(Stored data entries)
"""

PR #4930, opened 2023-08-31
WAITP-1345: core question types

acdunham:
### Changes:
- Created core question type components: Text, Radio, Binary, Date, DateTime, Instruction, Checkbox
- Updated types for request responses
- Added question numbers next to the question name, as per the design
- Updated the endpoint to parse any stringified JSON

---

### Screenshots:
Binary
Screenshot 2023-08-31 at 1 12 53 pm

Number
Screenshot 2023-08-31 at 1 13 10 pm

Radio
Screenshot 2023-08-31 at 2 59 49 pm

Date
Screenshot 2023-08-31 at 3 00 09 pm

Instruction
Screenshot 2023-08-31 at 3 01 17 pm

Checkbox
Screenshot 2023-08-31 at 3 03 17 pm

### DIFF
--- a/packages/datatrak-web/src/features/Questions/CheckboxQuestion.tsx
+++ b/packages/datatrak-web/src/features/Questions/CheckboxQuestion.tsx
@@ -19,7 +19,7 @@ export const CheckboxQuestion = ({
   id,
   label,
   name,
-  controllerProps: { value, onChange },
+  controllerProps: { value, onChange, ref },
 }: SurveyQuestionInputProps) => {
   return (
     <Checkbox
@@ -29,6 +29,7 @@ export const CheckboxQuestion = ({
       name={name!}
       checked={value === 'Yes'}
       onChange={e => onChange(e.target.checked ? 'Yes' : 'No')}
+      inputRef={ref}
     />
   );
 };
--- a/packages/datatrak-web/src/features/Questions/CheckboxQuestion.tsx
+++ b/packages/datatrak-web/src/features/Questions/CheckboxQuestion.tsx
@@ -4,8 +4,7 @@
  */
 
 import React from 'react';
-import styled from 'styled-components';
-import { useFormContext, Controller } from 'react-hook-form';
+import styled from 'styled-components'; 
 import { Checkbox as BaseCheckbox } from '@tupaia/ui-components';
 import { SurveyQuestionInputProps } from '../../types';
 
@@ -16,26 +15,21 @@ const Checkbox = styled(BaseCheckbox)`
     margin-right: 0.5rem;
   }
 `;
-export const CheckboxQuestion = ({ id, label, name }: SurveyQuestionInputProps) => {
-  const { control } = useFormContext();
-  // this is a controller component so that we can make the value save as 'No' when unchecking the checkbox
+export const CheckboxQuestion = ({
+  id,
+  label,
+  name,
+  ...controllerProps
+}: SurveyQuestionInputProps) => { 
   return (
-    <Controller
-      name={name}
-      control={control}
-      render={renderProps => {
-        return (
-          <Checkbox
-            value="Yes"
-            label={label}
-            id={id}
-            inputRef={renderProps.ref}
-            name={name}
-            checked={renderProps.value === 'Yes'}
-            onChange={e => renderProps.onChange(e.target.checked ? 'Yes' : 'No')}
-          />
-        );
-      }}
+    <Checkbox
+      {...controllerProps}
+      value="Yes"
+      label={label}
+      id={id}
+      name={name!}
+      checked={controllerProps.value === 'Yes'}
+      onChange={e => controllerProps.onChange(e.target.checked ? 'Yes' : 'No')}
     />
   );
 };
--- a/packages/datatrak-web/src/features/Questions/CheckboxQuestion.tsx
+++ b/packages/datatrak-web/src/features/Questions/CheckboxQuestion.tsx
@@ -19,17 +19,16 @@ export const CheckboxQuestion = ({
   id,
   label,
   name,
-  controllerProps,
+  controllerProps: { value, onChange },
 }: SurveyQuestionInputProps) => {
   return (
     <Checkbox
-      {...controllerProps}
       value="Yes"
       label={label}
       id={id}
       name={name!}
-      checked={controllerProps.value === 'Yes'}
-      onChange={e => controllerProps.onChange(e.target.checked ? 'Yes' : 'No')}
+      checked={value === 'Yes'}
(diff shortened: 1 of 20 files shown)


packages/datatrak-web/src/features/Survey/SurveyQuestion.tsx
```diff
@@ -24,51 +35,44 @@ const Placeholder = ({ name, type, id }) => {
...
-  return <FieldComponent inputRef={props.register()} {...props} />;
+  // Use a Controller so that the fields that require change handlers, values, etc work with react-hook-form, which is uncontrolled by default
+  return (
+    <Controller
+      name={name!}
+      control={control}
+      render={renderProps => (
+        <FieldComponent {...props} controllerProps={renderProps} name={name} type={type} />
+      )}
+      inputRef={register()}
```
tcaiger, line 75:
```suggestion

```
So I guess if we are making all the fields controlled inputs there is no need for the manual register stuff, right?

packages/datatrak-web/src/features/Survey/SurveyQuestion.tsx
```diff
@@ -24,51 +35,44 @@ const Placeholder = ({ name, type, id }) => {
...
 
-  return <FieldComponent inputRef={props.register()} {...props} />;
+  // Use a Controller so that the fields that require change handlers, values, etc work with react-hook-form, which is uncontrolled by default
+  return (
+    <Controller
+      name={name!}
+      control={control}
+      render={renderProps => (
+        <FieldComponent {...props} controllerProps={renderProps} name={name} type={type} />
+      )}
```
tcaiger, line 74:
```suggestion
      render={renderProps => {
       const onChange = e => {
          setFormData({ ...formData, [name]: e.target.value });
          renderProps.onChange(e);
        };
        return <FieldComponent {...props} controllerProps={{ ...renderProps, onChange }} name={name} type={type} />
      }}
```
Since we will need to support navigating between questions, we will also have to hook up the on change handler to keep the form state up to date - something like this. We could do it later but might as well include it now.

packages/datatrak-web/src/features/Questions/TextQuestion.tsx
```diff
@@ -0,0 +1,51 @@
...
+  type,
+  controllerProps,
+}: SurveyQuestionInputProps) => {
+  return (
+    <Label
+      label={label}
+      name={name!}
+      labelPlacement={'top'}
+      inputRef={inputRef}
+      {...controllerProps}
```
tcaiger, line 39: It's probably a pretty annoying request but can we explicitly add the controller props. It's something that we have discussed previously in dev chat and there was a consensus that it's more readable. There should only be four (onChange, onBlur, value, name, ref)

packages/datatrak-web/src/features/Questions/CheckboxQuestion.tsx
```diff
@@ -0,0 +1,35 @@
...
+`;
+export const CheckboxQuestion = ({
+  id,
+  label,
+  name,
+  controllerProps,
+}: SurveyQuestionInputProps) => {
+  return (
+    <Checkbox
+      {...controllerProps}
```
tcaiger, line 26: This is a good example of how explicitly writing out the controller props will make it simpler since 2 of the 4 props are overwritten anyway (name and onChange).

packages/datatrak-web/src/features/Questions/TextQuestion.tsx
tcaiger: Also I think it would be ideal to set the form state using the onBlur event for text inputs. eg. onBlur={onChange} so that we are not setting state unnecessarily on each keypress.

packages/datatrak-web/src/features/Survey/SurveyQuestion.tsx
```diff
@@ -6,6 +6,17 @@
 import React from 'react';
 import styled from 'styled-components';
 import { TextField } from '@tupaia/ui-components';
```
tcaiger, line 8:
```suggestion

```

packages/datatrak-web/src/features/Survey/SurveyQuestion.tsx
```diff
@@ -24,51 +35,44 @@ const Placeholder = ({ name, type, id }) => {
...
   }
 
-  return <FieldComponent inputRef={props.register()} {...props} />;
+  // Use a Controller so that the fields that require change handlers, values, etc work with react-hook-form, which is uncontrolled by default
+  return (
+    <Controller
+      name={name!}
+      control={control}
+      render={renderProps => (
+        <FieldComponent {...props} controllerProps={renderProps} name={name} type={type} />
```
tcaiger, line 73: I was thinking about whether it would be better to just spread the renderProps onto the component but I think it's quite nice how your got them here in the controllerProps as it is a nice way to keep track of them as the react-hook-form library props 👍

packages/datatrak-web/src/features/Survey/SurveyQuestion.tsx
```diff
@@ -24,51 +35,44 @@ const Placeholder = ({ name, type, id }) => {
...
-  register?: any;
-  label?: string;
-  code?: string;
-  text?: string;
-  options?: any;
-  config?: any;
-}
-export const SurveyQuestion = (props: SurveyQuestionProps) => {
-  const FieldComponent = QUESTION_TYPES[props.type];
+export const SurveyQuestion = ({ type, name, ...props }: SurveyQuestionFieldProps) => {
```
tcaiger, line 59: I'm on the fence about whether it's worth typing out these props as well but since this component is quite simple and they are more directly passed on then it's probably all good to just spread them as is.

tcaiger (changes requested):
Looks good. The Questions are all really nice, I just have a couple of requested changes about how the Questions are hooked up to the survey screen.

packages/datatrak-web/src/features/Questions/TextQuestion.tsx
acdunham: I can definitely explicitly add them. As for making it onBlur, because it's a controlled input, if we make it on blur, then the value the user types won't show up in the field until it's unfocussed, which I guess we don't want, right?

packages/datatrak-web/src/features/Survey/SurveyQuestion.tsx
acdunham: I'm pretty sure we don't need to add an onChange handler to set the form data, since they're now controlled inputs the value gets passed through with the controller and persists between screens

tcaiger (approved):

PR #4933, opened 2023-08-31
Fix error when answer is null

acdunham:
### Changes:
- Handle when values in arithmetic question are `null`, usually caused by selecting and unselecting an option in a radio question. If value is null, handle as if is undefined.
- Handle when value is set as a string but valueTranslation is not available, to prevent the app crashing


tcaiger (approved):
Classic javascript fix :)

acdunham:
@tcaiger can I trouble you to re-review this one? Have fixed a similar, related bug as part of this ticket

packages/meditrak-app/app/assessment/selectors.js
```diff
@@ -127,10 +127,12 @@ export const getArithmeticResult = (state, arithmeticQuestionId) => {
     if (valueTranslation[questionId] && valueTranslation[questionId][answer] !== undefined) {
       return valueTranslation[questionId][answer]; // return translated answer if there's any
     }
-    if (answer !== undefined) {
-      return answer; // return raw answer
+    // return raw answer if it's a number, else 0 (e.g. if no valueTranslation provided for the question and this specific answer when answer is non-numeric)
+    if (answer !== undefined && answer !== null) {
+      return isNaN(answer) ? 0 : answer; // return raw answer
```
EMcQ-BES, line 132: Do we protect from empty string somewhere?

EMcQ-BES (approved):
It'll work better for sure. What's the deal with empty strings though?

packages/meditrak-app/app/assessment/selectors.js
acdunham: Such a javascript issue to have 🙃 I have added a fix for that, thanks!

EMcQ-BES: Cheers, looks good 👍

PR #4938, opened 2023-09-01
WAITP-1224: Map overlay selector fixes

tcaiger:
### Changes:

- Enable reset to default button
- Tweak styles for disabled state, opening and closing, hover and action buttons
- Remove auto focus on modal close

---

### Screenshots:
image

image


packages/tupaia-web/src/features/Map/MapOverlaySelector/MapOverlayDatePicker.tsx
```diff
@@ -50,6 +51,7 @@ export const MapOverlayDatePicker = () => {
           maxDate={maxEndDate}
           granularity={periodGranularity}
           onSetDates={setDates}
+          onResetDate={onResetDate}
```
acdunham, line 54: Good catch, we must have forgotten that one

acdunham (approved):
Thanks!

PR #4941, opened 2023-09-03
WAITP-1221: Polygon overlay fixes

acdunham:
### Changes:
- Fix issue of zoom level being incorrect on selection of an entity
- Fix issue with polygon shades being wrong
- Fix issue with country outlines not showing on map
- Fix issue where child entities were not showing while map overlay report data was loading


tcaiger (approved):
Nice work and thanks for all the comments!

PR #4949, opened 2023-09-04
WAITP-1428: datatrak design updates

acdunham:
### Changes:
- Added single survey endpoint route for displaying survey name
- Updated backgrounds for views
- Added Button component for ability to add a tooltip to buttons
- Created SurveyToolbar component so that the survey form info can be accessed from the context
- Updated theme colours to match design

---

### Screenshots:
Screenshot 2023-09-04 at 5 07 42 pm 

Screenshot 2023-09-04 at 5 09 02 pm

Screenshot 2023-09-04 at 5 09 14 pm

Screenshot 2023-09-04 at 5 09 33 pm
 
Screenshot 2023-09-04 at 5 17 47 pm

Screenshot 2023-09-04 at 5 18 02 pm

Screenshot 2023-09-04 at 5 18 11 pm

Screenshot 2023-09-04 at 5 18 20 pm

Screenshot 2023-09-04 at 5 18 30 pm

Screenshot 2023-09-04 at 5 18 37 pm


packages/datatrak-web-server/src/app/createApp.ts
```diff
@@ -33,6 +35,7 @@ export function createApp() {
     .attachApiClientToContext(authHandlerProvider)
     .get<UserRequest>('getUser', handleWith(UserRoute))
     .get<SurveysRequest>('surveys', handleWith(SurveysRoute))
+    .get<SurveyRequest>('surveys/:surveyCode', handleWith(SurveyRoute))
```
tcaiger, line 38: Just in case you didn't know about it, there is a middleware at the bottom of this file which forwards all routes on to the central server if a route is not matched and it seems like the single survey could just be fetched from there. I think it's ok to keep the custom SurveyRoute that you've written since you've already done the work but it's something to keep in mind for future as it can save a bit of boilerplate code.

packages/datatrak-web-server/src/routes/SurveyRoute.ts
```diff
@@ -0,0 +1,33 @@
...
+
+export class SurveyRoute extends Route<SurveyRequest> {
+  public async buildResponse() {
+    const {
+      ctx,
+      query = {},
+      params: { surveyCode },
+    } = this.req;
+    const { fields } = query;
+    const surveys = await ctx.services.central.fetchResources('surveys', {
```
tcaiger, line 26: Any reason that you went for the filter over the url param? (eg. /surveys/:recordId)

packages/datatrak-web-server/src/app/createApp.ts
acdunham: I initially did use that, but because we want to fetch the survey by code, not id, it wasn't returning any results

packages/ui-components/src/components/Button.tsx
```diff
@@ -45,16 +45,27 @@ export interface ButtonProps extends MuiButtonProps {
...
-  isLoading = false,
-  loadingText = 'Loading',
-  disabled = false,
-  ...props
-}: OverrideableComponentProps<ButtonProps>) => (
-  <StyledButton variant="contained" color="primary" {...props} disabled={isLoading || disabled}>
-    {isLoading ? `${loadingText}...` : children}
-  </StyledButton>
+export const Button = forwardRef(
+  (props: OverrideableComponentProps<ButtonProps>, ref: Ref<any>) => {
```
tcaiger, line 49: thanks for fixing this up. That console error has been staring at me for a while now

packages/datatrak-web/src/layout/AuthPageLayout.tsx
```diff
@@ -0,0 +1,58 @@
...
+import { PageContainer } from '../components';
+
+export const Background = styled(BaseBackground)`
+  h2 {
+    font-weight: ${({ theme }) => theme.typography.fontWeightBold};
+  }
+  h3 {
+    margin-top: 0.32rem;
+  }
+  .MuiFormControl-root {
```
tcaiger, line 18: I feel like these tweaks to the styles might belong in the ui-components forms. That would mean that they will also apply to tupaia-web but I think the plan is to keep datatrak and tupaia-web the same. Can you please check with Flic?

packages/datatrak-web/src/Routes.tsx
```diff
@@ -69,7 +69,7 @@ export const Routes = () => {
           <Route index element={<LandingPage />} />
         </Route>
         {/** Any views that should have the background image should go in here */}
-        <Route path="/" element={<BackgroundPageLayout />}>
+        <Route path="/" element={<AuthPageLayout />}>
           {/** Any public centred views should go in here */}
           <Route path="/" element={<CentredLayout />}>
```
tcaiger, line 74: The centred layout is not laying out quite right on shorter screens such as laptop. The paper should be vertically centred with padding around it and there should be a scrollbar inside the paper.

tcaiger (changes requested):
Looking very slick. Just a couple of minor suggestions, thanks

packages/datatrak-web/src/Routes.tsx
tcaiger: This still isn't quite right unfortunately. It has padding now but it still doesn't fit inside the screen (mine is 1200px high). I think that some where there needs to be a height: calc(100% - HEADER_HEIGHT) or something to make it fit.

Also it is very minor but in the design the Paper is flat with a border while in the app it has a box shadow (eg. Paper component needs variant=outlined prop)

image

acdunham: Sorry, my bad, fix has been pushed

tcaiger (approved):

PR #4953, opened 2023-09-04
Faster build step

IgorNadj:


.github/workflows/ci.yaml
```diff
@@ -81,6 +81,18 @@ jobs:
       - run: yarn build:internal-dependencies
       - run: ./packages/devops/scripts/ci/validateTypesAndDbSchemaInSync.sh
 
+  validate_lockfile:
```
IgorNadj, line 84: Yarn recommends to validate the lockfile is up to date explicitly in a separate validation CI step

.github/workflows/ci.yaml
```diff
@@ -11,6 +11,7 @@ concurrency:
 env:
   NODE_OPTIONS: '--max-old-space-size=6144'
   NODE_ENV: test
+  PUPPETEER_SKIP_CHROMIUM_DOWNLOAD: true
```
IgorNadj, line 14: Seems to save 20 seconds

.github/workflows/ci.yaml
```diff
@@ -81,9 +82,60 @@ jobs:
...
+    steps:
+      - uses: actions/checkout@v3
+      - uses: actions/setup-node@v3
+        with:
+          node-version: 14.19.3
+          cache: yarn
+      - run: yarn set version 3.2.1
+      - run: SKIP_BUILD_INTERNAL_DEPENDENCIES=true yarn install --immutable
+
+  package_list:
```
IgorNadj, line 97: Not a core part of this PR but a nice little bit of automation so we don't have to maintain the package list.

.github/workflows/ci.yaml
```diff
@@ -81,9 +82,60 @@ jobs:
...
+    name: Build
+    needs:
+      package_list
+    runs-on: ubuntu-latest
+    env:
+      CI: false # react-scripts build treats warnings as errors if this is true
+
+    strategy:
+      fail-fast: false
+      matrix:
```
IgorNadj, line 117: The build step now builds each package in isolation leading to a speedup.

This is also needed for containerisation where each server might be its own container, we need to build that package in isolation.

This also improves our ideal of having each package declare its dependencies, for maintainability. Because only the single package and its deps are installed with `yarn workspaces focus`, it cannot rely on a module being present because a completely unrelated package installed it.

PR #4959, opened 2023-09-06
Add setup-test command to tupaia-web-server

EMcQ-BES:
`tupaia-web-server` tests are failing in github actions because we don't correctly run the initial setup for the database, so the base `tupaia` user hasn't been created when it tries to run tests. Add the appropriate line to the `package.json`


acdunham (approved):
Thank you!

"""

* _YOUR TASK_
Lines to set down from above: the line with "Nice work and thanks for all the comments!", the line with "- Added Button", and every line between, each exactly as written.

* _ANSWER TO THIS TASK_
Nice work and thanks for all the comments!

PR #4949, opened 2023-09-04
WAITP-1428: datatrak design updates

acdunham:
### Changes:
- Added single survey endpoint route for displaying survey name
- Updated backgrounds for views
- Added Button component for ability to add a tooltip to buttons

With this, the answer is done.